People don't understand and it can be hard explaining why we have to parent in certain ways but at the end of the day, its the children that come first and if people don't like it, they can lump it!
OT x


----------



## Poppets Mammy

Oh My Word!! People are CRAZY  

Id of lost my temper mind, well done for staying calm. Im only just learning about parenting and attachments etc but my advise just echo's everybody else's. As soon as comments like that are made you must correct the person who's saying them in front of the LO. Sod the family politics, don't worry about making them look a fool, they are doing so themselves anyway for being so inconsiderate. I agree with wynnster, say something like 'your Mammy and Daddy's little boy/girl now aren't you? So there's no need for you to go home with anybody else. Your here to stay with us' and remove them from the person in question then when LO is out of ear shot back up your actions with something like 'see, this is exactly what I was talking about, comments like that are unacceptable and if you can't stop yourself from saying them (or respect and understand our wishes to not say them) then I'm sorry but you can't be around OUR LO at this crucial time'. Then kick them out your house. Harsh, but justified.

I know I'm like a month behind here, did things improve over Xmas??

By the way you've described my sister in law down to a tee, I'm expecting difficulties with her once we get a little on. But that's a whole other story, don't get me started!!


----------



## Iman

Hi FH

Well shoprt update is that things have got better as I had a second word with person in question. However things havent entirely improved in that there's still the odd thing they have said and done (not as major as above but still cause for concern) that makes me feel that they are trying to jump in my shoes or be disruptive in some way and can't respect the boundaries that we have stipulated. To another it might all seem harmless and innocent but my gut reaction is that its not, so I am keeping my distance as much as possible.


----------



## VEC

Iman glad to hear things are a bit improved.  Our son was conceived via the help of an egg donor so our circumstances are different, but my mil constantly calls him her baby and her son, and is always asking him if he wants o go home with her.  It has the effect of upsetting my son to the extent that he always is extra clingy with me during and just after her visits because he's scared of being taken away.  So no I don't think you're being over the top, as they are the remarks of thoughtless jealousy but which create problems even without adoption being in the mix.

Good luck putting this family member at a bit of a distance.


----------



## GERTIE179

I know this hasn't been posted in a while but it so sums up how I'm feeling at the moment.
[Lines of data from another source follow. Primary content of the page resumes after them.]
PR #47, opened 2017-07-20
Add option to not register instrumentation routes.

tomwilkie:
So Server can be used for internet-facing services.

Default of false preserves existing behaviour.

### DIFF
--- a/server/server.go
+++ b/server/server.go
@@ -40,6 +40,8 @@ type Config struct {
 	HTTPListenPort   int
 	GRPCListenPort   int
 
+	DontRegisterInstrumentation bool
+
 	ServerGracefulShutdownTimeout time.Duration
 	HTTPServerReadTimeout         time.Duration
 	HTTPServerWriteTimeout        time.Duration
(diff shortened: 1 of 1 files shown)


server/server.go
```diff
@@ -40,6 +40,8 @@ type Config struct {
 	HTTPListenPort   int
 	GRPCListenPort   int
 
+	DontRegisterInstrumentation bool
```
jml: Can you please call this `RegisterInstrumentation` and invert the conditional?

tomwilkie: I did it this way so the zero value preserved the current behaviour.  This isn't something I made a flag for as I don't expect people will need to set this on the command line, and therefore I have no way of setting a default value of true.

I could make a flag with a default of true if you think that would be better - WDYT?

jml: Ah, gotcha.

I'm leaning toward flag, because one person's internet-facing service is another person's backend service. I don't feel strongly about it though. LMK if you'd rather not, and I'll hit the button.

tomwilkie: I'll make a flag, give me a sec.

jml:
Thanks!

I have family (in laws mainly) really getting to me at present. LO has really came on since coming home but everything we were told about LO by SWs and FC is true and we can see it. However to family and SWs who don't know him they just accuse us if being over protective (not quite as blunt as that but definately hinting that its time we let go ie let LO go to relatives etc. they listened to us when we said wait til he's ready but the issue is that just cause he doesn't cry/kick off when they do try to lift/cuddle him they don't see the massive fall out - (he's not instigated any cuddles) we end up with major sleep upheaval & then this becomes a vicious cycle with us all being tired, then reoccurrence of distress behaviours and food control all return. It takes us a good few days of home/calm environment to get some normality back. To top it all we then get sick for a few days with whatever bug (I'm sure it's stress related). Initially OH didn't see LO being stressed or having an impact from these incidences but after the most recent one he can clearly see this and promised he would help with the constant waking in he night - he lasted 2 hours and ended up being me with very little sleep.

This has only happened a few times when I couldn't intervene (OH felt he couldn't disappoint them). i Sometimes just feel like running away with LO or locking ourselves off where we would be better off. Just wish they would back off and give us space as its still very early and they have years ahead of enjoying lo. we see these family members fairly regular and lo has got comfortable enough with them coming to the house etc but hesnjust not there with others touching or lifting him. Even some adopters that we know don't get why we are not thinking about nursery etc. or leaving him with grandparents for a few hours. LO is extremely anxious and without divulging background to family/others I fear this misunderstanding will get worse and really strain the relationship (us and family rather than with lo). 

Any words of wisdom in how to get family to see why they need to slow down (in other ways they are fab) or should I just get a better rhino skin?!?

Bit exasperated and very tired mummy x


----------



## Wyxie

We have this problem too.  Most of our family mean well, but don't get it.  They are now cooperating with what we're asking them to do and gradually coming to see that things aren't as straightforward as they initially thought.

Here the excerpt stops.